私ははじめもんぺに対して戦時ドラマで女性が履いている昔のズボンであるというイメージだったのですがうなぎの寝床さんのもんぺを見た時全くそんなイメージはなくむしろ現代的なとても履きやすいズボンだと感じました。

久留米絣の特徴である柔らかで丈夫な点を生かしておりジーパンのような硬さもなく現代の服に合わせやすい色柄を取り揃えているので現代でも買ってみたいと思われるような商品となったのでしょう。

 

 

どちらの商品も、元の魅力を最大限に生かしつつ現代のニーズにあった形や色合いそしてwebなどを使った積極的な発信をされていました。

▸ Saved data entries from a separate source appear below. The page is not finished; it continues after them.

PR #8851, opened 2023-02-16
1880 - fix ui highlighting multiple companies for home token and add track blocking for rocket

bentziaxl:


bentziaxl:
games that do not trade in the rocket right away will break, extra passing step needed

crericha (approved):

PR #8858, opened 2023-02-17
[1880] correct Tile Reservation Block

### LINKED ISSUE #8853: [1880] Token Placement allowed on D12 (Shenyang & Fushun - QSR Home) before QSR started
GameID: https://18xx.games/game/111286

Specific Action Link: https://18xx.games/game/111286?action=379

JHA was able to place a token on D12, which is QSR's home. QSR has not yet started. 1880 rules prohibit placing a token on either the QSR or SCR home until the associated company's home token has been placed (see bottom of page 13 of rules pdf linked in the game Info section).

philcampeau:
Fixes #8853

TILE_RESERVATION_BLOCKS_OTHERS set to :always as per rules.

### DIFF
--- a/lib/engine/game/g_1880/game.rb
+++ b/lib/engine/game/g_1880/game.rb
@@ -21,7 +21,7 @@ module Engine
                     :foreign_investors_operate, :rocket_train
 
         TRACK_RESTRICTION = :permissive
-        TILE_RESERVATION_BLOCKS_OTHERS = :yellow_only
+        TILE_RESERVATION_BLOCKS_OTHERS = :always
         TILE_UPGRADES_MUST_USE_MAX_EXITS = %i[cities].freeze
         HOME_TOKEN_TIMING = :operating_round
         SELL_BUY_ORDER = :sell_buy


bentziaxl:
It might not be this simple, the rules say that in yellow and green (while the two cities are disjoined on the tile) all other corps are blocked, but in brown and gray other corps can lay a token as long as one space is open.
did you test if :always behaves correctly?

philcampeau:
The only mention of tokening those two hexes that i see in the rules is as follows: 

> For the two companies QSR and SCR, which start on a hex with two large cities (OO-tile) the 
> following additional rules apply: 
> - If the tile in the hex has already been promoted to green, the company may choose 
> in which of the two cities to place its home station. 
> - As long as the home station has not been placed, no other company may place a 
> station marker in the hex.

I'm not seeing the section you're mentioning in either the Lookout or the Double O rules. It's very possible I'm just missing it. Could you quote the section?

bentziaxl:
Maybe we need another bgg thread, but my interoperation is that this rule section only applies to yellow and green, while it's an OO tile, with two distinct cities, as QSR/SCR have a free choice between those two cities. In brown it's a single city with two slots, so the choice isn't there anymore, and regular 18xx rules should apply.

crericha:
These two rules are at odds:

- If a city contains the home base of a company that is not yet in operation, other companies may only build a
station there if that leaves at least one free place on the tile for the not yet operating company to place its station
marker.
- For the two companies QSR and SCR, which start on a hexagon with two large cities (OO-tile) the following
additional rules apply:
  - If the tile in the hexagon has already been upgraded to green, the company may choose in which of the two
cities to place its home station.
  - As long as the home station has not been placed, no other company may place a station marker in the
hexagon

Technically, its clear that the QSR and SCR home hexagons cannot be placed in; however, @bentziaxl brings up a good point of was the intention until the city combined or regardless. I think it's fair to seek errata for the rule before applying a change.

And FWIW, the code was intentionally written as it was because I had the same interpretation as @bentziaxl, though it should exclude yellow and green, not just yellow.

bentziaxl:
posted the question in bgg: 
https://boardgamegeek.com/thread/1787508/tokens-arrows

philcampeau:
Helmut Ohley confirms the reservation is only for yellow/green, so this is the wrong fix.

https://boardgamegeek.com/thread/3030201/article/41751358#41751358

PR #8871, opened 2023-02-18
[1880] fix scr qsr placement blocking

bentziaxl:
fix #8853

PR #8879, opened 2023-02-19
[1880] Fix OO hex tile reservations

crericha:
The current fix in #8871 assumes all tiles with more than one city is an OO. This is not a valid way to identify an OO city. There are many games with more than one extra city on a tile that is not an OO tile and thus the name of the feature is incorrect.

This fix attempts to provide a clearer blocking mechanism that can be reused without providing unexpected behavior.

Also removed yellow_only as it was added for 1880 and not used by any other game.

### DIFF
--- a/lib/engine/game/base.rb
+++ b/lib/engine/game/base.rb
@@ -198,9 +198,7 @@ module Engine
       # do tile reservations completely block other companies?
       # :never -- token can be placed as long as there is a city space for existing tile reservations
       # :always -- token cannot be placed until tile reservation resolved
-      # :yellow_only -- token cannot be placed while tile is yellow or until the tile reservation is resolved
-      # :oo_only -- token cannot be places while the tile has two or more seperate cities (OO tile),
-      #             if and when the cities merge into one, regular reservation rules apply.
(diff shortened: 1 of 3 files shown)


michaeljb:
@crericha sorry about #8871, my mistake.

michaeljb:
@crericha LGTM but I can let someone else approve/merge (even if it's just you 🙂)

crericha:
> @crericha sorry about #8871, my mistake.

No worries. I encourage reviewers to be super critical of common code changes and to think about them from a the general use case. It's super easy for us developers (myself included) to tunnel-vision on the game we are developing and miss the forest from the trees.

> @crericha LGTM but I can let someone else approve/merge (even if it's just you 🙂)

The currently deployed code will work for 1880, so no rush to merge. I'd like Ben to weigh-in and see if he agrees before merging since this PR reworks his PR.

bentziaxl (approved):

bentziaxl:
Yeah, I definitely had tunnel-vision when fixing this. Thanks @crericha for cleaning my mess.

@michaeljb don't feel bad for approving my fix, it was a clean change, logic was sound, i would have approved it as well.

PR #12340, opened 2026-01-06
[site] Improves game selection page

### LINKED ISSUE #12310: 18 Christmas Eve Player Counter
When setting up the game the player numbers can exceed the maximum and minimum values

philcampeau:
Fixes #12310

## Before clicking "Create"

### Explanation of Change

These changes will do a few things. 

- restores the upper and lower limit hard stop
- dynamically changes the upper and lower limits as different options are selected
- this allows all checkboxes to be enabled, rather than greying them out and forcing the user to adjust player count first. 

As usual, please let me know if there are any changes that need to be done!


assets/app/view/create_game.rb
```diff
@@ -711,5 +730,37 @@ def update_player_range(meta)
...
     end
+
+    def allowed_players_for(meta)
+      title = meta.title
+      base = (@min_p[title]..@max_p[title]).to_a
+
+      rules = meta::OPTIONAL_RULES
+      selected = rules.select { |r| @optional_rules.include?(r[:sym]) && r[:players] }
+
+      selected.reduce(base) { |acc, r| acc & r[:players] }
```
ollybh, line 754: Is this finding the intersection of ranges? According to the docs, [Range](https://ruby-doc.org/3.4.1/Range.html) does not have an `&` method, and I get an error when I try this in `irb`.

ollybh:
@philcampeau Can you add some screenshots ­– or, even better, a screencast – showing how this works?

assets/app/view/create_game.rb
philcampeau: Range doesn't have an & method, but Array does. That's why I have  `base = (@min_p[title]..@max_p[title]).to_a` in the code just above what you quoted here. `r[:players]` is already an array.

I could add in a comment saying something like `# base and r[:players] are Arrays, the & method is acting on those Arrays`. or something to that effect.

philcampeau:
Here's a video of the changes in action: 

https://github.com/user-attachments/assets/cbdf0e94-75e3-42dc-b34b-5a417c24869f

While I was trying to make the video, I noticed the create game page for 1822 didn't load properly, because of the game_variants constant it uses. I managed to fix that, and I'm submitting a commit for that now. All other games appear to be loading correctly.

philcampeau:
And I'm going to make one more tweak now. The way I initially had it coded was that it would only reset the player count range if the current count was outside of the range of that option. So for example, if you had your range set as 3-4 and you chose an option with 3-5, it would stay the same, but if you had set it to 2-4 and the new option had a range of 3-4, it would reset. I think it would be more consistent to always reset the range if an option with a player count range is selected.

assets/app/view/create_game.rb
ollybh: Sorry, my memory was faulty. I would have sworn that these were ranges, not arrays…

ollybh:
This is the type of change that gives a great opportunity for bikeshedding. Here's my suggested colours…

My preference would be for not resetting the player counts when the variant selection is changed. I can see someone setting up the desired player count first and then choosing variants as that is further down the page, and finding that they have to redo the player count – or not noticing it has changed and creating a game with a different player range than they had intended.

I like how the updating of the min/max player counts are shown. But I say it's more user-friendly to allow illegal values or combinations to be entered whilst the user is selecting options, as long as they are not able to create a game with these (both by having the submit button disabled and by backend validation) with some kind of visual highlighting of problematic selections.

ollybh (changes requested):
I've just tested this on mobile browsers (Firefox and Chrome on Android and Safari on iOS) and this breaks selecting player ranges on those. Once an optional rule has been chosen I can't change either the minimum or maximum number of players.

philcampeau:
hmmmmm I'll have a look

philcampeau:
I submitted what should be a fix for that mobile issue.

ollybh:
I've tried the updated code on both desktop and mobile browsers. I tried starting a 1846 game, if I select the first edition privates variant I am unable to change either the minimum or maximum number of players.

ollybh:
@philcampeau Have you looked at this any more? It was still broken for me after the latest changes.

philcampeau:
Busy week at work. I'll have a look this week.

ollybh:
@philcampeau Sorry, I haven't yet had a chance to look at the latest changes.

Have you tested these on different systems and browsers?

philcampeau:
Tested on my computer in Edge, Firefox, and Chrome
Tested on my Samsung phone in Firefox, DuckDuckGo, and Chrome. 

All appeared to work fine. I tested with multiple games including checking the 1846 issue, and various different 1825 modules.

ollybh:
I've finally got round to testing this again (sorry for the delay, I had missed your last update). The good news is that it appears to be working now, I didn't run into any issues with the interface getting stuck this time.

However, I'm still to be convinced that this is the right approach, see my [earlier comment](https://github.com/tobymao/18xx/pull/12340#issuecomment-3720806602).

I'd want some consensus whether this is an improvement before this is merged.

philcampeau:
I updated the code a while back so that it only resets the values if the selected player count is outside the range of the newly-selected variant, so that should address your concern, Olly.

philcampeau:
@ollybh Should I open a discussion on the slack about this, see what folks think would be best?

philcampeau:
Well, the discussion didn't really go anywhere: https://18xxgames.slack.com/archives/C012K0CNY5C/p1778815641807259

I'm not sure where to go from here..

philcampeau:
@ollybh was there anything else you wanted me to change here?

伝統的に作られてきたものにはそれぞれ人々に愛されるような魅力を何か一つ持っているからこそ現代に合わせてやることでまた人々に愛される商品へと生まれ変わることができているのだなと感じました。

 

3.フィールドプログラムを終えて

 まち/ひと/しごとではとても近い距離で売り手や作り手の方とお話できる点がとても良かったです。ただ並べられた商品と文章を見るだけでは得られない魅力をより伝えることができるのだなとお話ができることの良さを実感しました。そして、こちらで出展されているお店はほぼ全てオシャレで見やすいwebサイトを立ち上げているということに気づき高齢者の多いものづくりの現場で疎遠になりがちなwebサイトはやはりネット社会である現代を生き残るには重要なのだなと実感しました。

 伝統工芸は需要の低下以外にも従事者の高齢化や後継者不足などまだまだ多くの問題を残していますがRENEWのような取り組みがもっと広がり多くの若者に伝統工芸の魅力を伝えていくことで後継者が増えてほしいと感じました。